🤖 AI Summary
This work addresses the limitations of text-prompt-only approaches in cross-domain few-shot object detection, which often suffer from insufficient target-domain visual detail and suboptimal localization accuracy. To overcome this, the authors propose LMP, a dual-branch detector that uniquely integrates dynamically generated visual prototypes with textual prompts in parallel. Specifically, LMP constructs domain-specific visual prototypes by aggregating support region-of-interest (RoI) features and enhances discriminability through hard negative samples generated via jittered bounding boxes. The model jointly trains text-guided and vision-guided branches and fuses their predictions during inference. Evaluated across six cross-domain benchmark datasets under 1/5/10-shot settings, LMP achieves state-of-the-art or highly competitive mAP performance, effectively balancing open-vocabulary semantic understanding with fine-grained domain-adaptive visual modeling.
📝 Abstract
Cross-Domain Few-Shot Object Detection (CD-FSOD) aims to detect novel classes in unseen target domains given only a few labeled examples. While open-vocabulary detectors built on vision-language models (VLMs) transfer well, they depend almost entirely on text prompts, which encode domain-invariant semantics but miss domain-specific visual information needed for precise localization under few-shot supervision.

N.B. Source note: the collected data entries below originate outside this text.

PR #4821, opened 2023-11-14
CS: allow more error adjustment of primitives

usaoc:
Add some missing calls to `error-contract->adjusted-string`.  Also fix the name of `raise-arguments-error*` (when *it* raises).


mflatt:
Thanks!

PR #4827, opened 2023-11-17
Handle get-info errors when getting pkg content.

samth:
Important to recover properly from eg https://pkgs.racket-lang.org/package/formica

##### Checklist

- [x] Bugfix

### DIFF
--- a/pkgs/racket-doc/pkg/scribblings/lib.scrbl
+++ b/pkgs/racket-doc/pkg/scribblings/lib.scrbl
@@ -705,7 +705,7 @@ and status reporting.
                                    @racket[#:quiet?] arguments.}]}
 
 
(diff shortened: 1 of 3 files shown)


mflatt:
Seems ok to me.

sorawee:
Not related to this PR per se, but would it be a good idea to relax `extract-pkg-dependencies`'s contract to allow `#f`?

mflatt:
As the first argument to `extract-pkg-dependencies`? No objection, although I'm not sure where to draw the line on allowing arguments that represent failure for an earlier step.

samth:
I think the specified contract should change; the implementation of `extract-pkg-dependencies` already handles `#f` which is what this PR relies on.

sorawee:
It may also be a good idea to add an option to `get-info/full` to not raise an error but instead return `#f`? But again, that's out of scope of this PR.

The PR looks good to me too.

PR #4830, opened 2023-11-21
schemify: more systematic unwrapping of vacuous `let-values`

usaoc:
There are several places in `schemify` that appears to unwrap *vacuous* `let-values` (i.e., without bindings) and friends.  This commit adds an `unwrap-let` function and attempts to systematically use it.  This way, more optimization can be done in `schemify`.  The most apparent benefit is that cross-module inlining can work better in the presence of vacuous `let-values`, possibly introduced by macros.


mflatt:
This looks great, and I'll merge.

If possible, while the change is fresh in mind, it would be good to add a test to https://github.com/racket/racket/blob/master/pkgs/racket-test-core/tests/racket/optimize.rktl that passes only after this improvement (to make sure it doesn't get lost in the future). It's not always so easy to construct an example, though.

We propose a dual-branch detector that Learns Multi-modal Prototypes, dubbed LMP, by coupling textual guidance with visual exemplars drawn from the target domain. A Visual Prototype Construction module aggregates class-level prototypes from support RoIs and dynamically generates hard-negative prototypes in query images via jittered boxes, capturing distractors and visually similar backgrounds. In the visual-guided branch, we inject these prototypes into the detection pipeline with components mirrored from the text branch as the starting point for training, while a parallel text-guided branch preserves open-vocabulary semantics. The branches are trained jointly and ensembled at inference by combining semantic abstraction with domain-adaptive details. On six cross-domain benchmark datasets and standard 1/5/10-shot settings, our method achieves state-of-the-art or highly competitive mAP.